Search the listing for the string "numPlayers". Copy every line that has it.

※ ※ ※

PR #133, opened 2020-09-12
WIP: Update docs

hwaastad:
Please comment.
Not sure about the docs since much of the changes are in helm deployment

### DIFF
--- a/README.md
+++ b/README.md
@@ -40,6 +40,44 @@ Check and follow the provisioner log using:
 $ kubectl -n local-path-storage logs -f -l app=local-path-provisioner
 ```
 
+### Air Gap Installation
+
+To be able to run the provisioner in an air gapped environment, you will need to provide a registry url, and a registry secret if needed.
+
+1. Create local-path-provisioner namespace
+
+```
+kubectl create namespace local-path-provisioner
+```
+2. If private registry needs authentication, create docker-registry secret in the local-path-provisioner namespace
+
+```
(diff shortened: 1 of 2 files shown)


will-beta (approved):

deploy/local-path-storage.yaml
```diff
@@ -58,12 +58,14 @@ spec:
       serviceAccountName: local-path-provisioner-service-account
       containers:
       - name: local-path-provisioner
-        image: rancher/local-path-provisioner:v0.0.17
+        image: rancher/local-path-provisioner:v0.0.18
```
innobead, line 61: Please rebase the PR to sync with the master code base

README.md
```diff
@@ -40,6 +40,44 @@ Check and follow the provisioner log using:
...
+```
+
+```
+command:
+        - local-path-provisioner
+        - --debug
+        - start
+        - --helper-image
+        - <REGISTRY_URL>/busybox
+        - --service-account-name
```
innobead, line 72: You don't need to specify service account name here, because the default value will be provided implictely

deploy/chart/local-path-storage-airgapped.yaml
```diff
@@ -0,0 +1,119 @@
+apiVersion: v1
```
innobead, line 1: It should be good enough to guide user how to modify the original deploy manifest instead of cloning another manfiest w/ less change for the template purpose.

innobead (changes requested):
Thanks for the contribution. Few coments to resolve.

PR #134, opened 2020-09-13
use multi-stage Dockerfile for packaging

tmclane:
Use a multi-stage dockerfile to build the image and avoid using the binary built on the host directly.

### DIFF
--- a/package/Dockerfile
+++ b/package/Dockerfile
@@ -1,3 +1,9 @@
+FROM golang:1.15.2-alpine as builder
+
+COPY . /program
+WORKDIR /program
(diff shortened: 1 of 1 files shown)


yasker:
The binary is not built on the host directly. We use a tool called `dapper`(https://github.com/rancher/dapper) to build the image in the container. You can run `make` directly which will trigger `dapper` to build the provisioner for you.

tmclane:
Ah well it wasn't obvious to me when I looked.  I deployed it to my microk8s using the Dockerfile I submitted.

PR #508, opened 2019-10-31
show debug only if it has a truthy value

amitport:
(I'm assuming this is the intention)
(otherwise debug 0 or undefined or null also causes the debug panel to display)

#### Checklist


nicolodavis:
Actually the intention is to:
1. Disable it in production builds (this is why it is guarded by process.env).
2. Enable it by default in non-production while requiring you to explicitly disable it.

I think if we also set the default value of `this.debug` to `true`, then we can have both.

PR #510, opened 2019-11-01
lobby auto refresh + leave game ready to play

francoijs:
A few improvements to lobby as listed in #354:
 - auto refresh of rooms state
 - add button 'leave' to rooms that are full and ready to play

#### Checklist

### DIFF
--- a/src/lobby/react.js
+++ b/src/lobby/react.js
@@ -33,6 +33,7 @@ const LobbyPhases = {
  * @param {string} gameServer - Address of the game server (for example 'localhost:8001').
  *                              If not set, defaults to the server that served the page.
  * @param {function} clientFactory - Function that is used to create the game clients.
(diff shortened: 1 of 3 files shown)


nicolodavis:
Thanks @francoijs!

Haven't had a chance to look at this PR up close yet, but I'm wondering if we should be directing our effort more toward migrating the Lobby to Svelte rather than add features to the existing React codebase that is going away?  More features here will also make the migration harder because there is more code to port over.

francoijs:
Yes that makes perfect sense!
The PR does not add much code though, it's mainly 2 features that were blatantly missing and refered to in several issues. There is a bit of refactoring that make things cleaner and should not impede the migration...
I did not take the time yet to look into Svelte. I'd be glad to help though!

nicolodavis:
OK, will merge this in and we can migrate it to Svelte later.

※ ※ ※

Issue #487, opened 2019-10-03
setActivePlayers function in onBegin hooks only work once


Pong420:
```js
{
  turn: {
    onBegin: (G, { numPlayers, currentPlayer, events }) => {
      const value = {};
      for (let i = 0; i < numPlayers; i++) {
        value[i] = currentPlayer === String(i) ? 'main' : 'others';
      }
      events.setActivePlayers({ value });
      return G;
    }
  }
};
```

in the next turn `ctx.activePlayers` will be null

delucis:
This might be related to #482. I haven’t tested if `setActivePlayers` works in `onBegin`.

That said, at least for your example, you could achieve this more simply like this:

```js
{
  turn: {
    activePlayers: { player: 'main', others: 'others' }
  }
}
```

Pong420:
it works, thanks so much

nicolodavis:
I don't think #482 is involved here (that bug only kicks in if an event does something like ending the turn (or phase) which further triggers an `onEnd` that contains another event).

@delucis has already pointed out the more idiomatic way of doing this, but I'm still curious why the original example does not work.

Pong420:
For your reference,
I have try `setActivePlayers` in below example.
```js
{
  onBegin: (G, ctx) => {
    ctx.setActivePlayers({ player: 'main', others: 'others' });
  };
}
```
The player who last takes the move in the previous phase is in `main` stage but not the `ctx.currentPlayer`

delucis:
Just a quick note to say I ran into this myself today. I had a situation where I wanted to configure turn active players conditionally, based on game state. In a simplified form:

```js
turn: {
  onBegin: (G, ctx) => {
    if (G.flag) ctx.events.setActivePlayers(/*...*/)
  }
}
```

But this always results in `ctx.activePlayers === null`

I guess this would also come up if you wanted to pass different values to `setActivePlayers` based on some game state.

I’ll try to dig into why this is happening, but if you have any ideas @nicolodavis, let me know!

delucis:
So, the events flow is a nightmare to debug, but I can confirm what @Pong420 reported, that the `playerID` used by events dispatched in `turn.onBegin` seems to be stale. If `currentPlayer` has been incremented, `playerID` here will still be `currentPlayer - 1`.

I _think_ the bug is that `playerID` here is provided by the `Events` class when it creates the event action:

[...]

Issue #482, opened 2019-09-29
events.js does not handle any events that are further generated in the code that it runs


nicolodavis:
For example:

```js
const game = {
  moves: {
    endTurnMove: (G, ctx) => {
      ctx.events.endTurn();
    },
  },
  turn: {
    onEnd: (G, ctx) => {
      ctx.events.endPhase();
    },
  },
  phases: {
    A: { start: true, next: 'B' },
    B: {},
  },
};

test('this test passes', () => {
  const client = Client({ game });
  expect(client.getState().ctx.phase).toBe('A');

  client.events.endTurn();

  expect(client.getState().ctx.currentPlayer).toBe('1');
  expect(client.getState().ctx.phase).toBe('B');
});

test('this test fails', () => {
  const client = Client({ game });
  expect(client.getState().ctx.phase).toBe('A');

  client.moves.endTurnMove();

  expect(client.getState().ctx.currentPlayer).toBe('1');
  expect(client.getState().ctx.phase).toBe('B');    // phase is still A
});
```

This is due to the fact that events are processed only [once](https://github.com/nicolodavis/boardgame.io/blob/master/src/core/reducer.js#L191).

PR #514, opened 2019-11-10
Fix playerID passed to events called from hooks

※ ※ ※

=== Exercise result ===
    onBegin: (G, { numPlayers, currentPlayer, events }) => {
      for (let i = 0; i < numPlayers; i++) {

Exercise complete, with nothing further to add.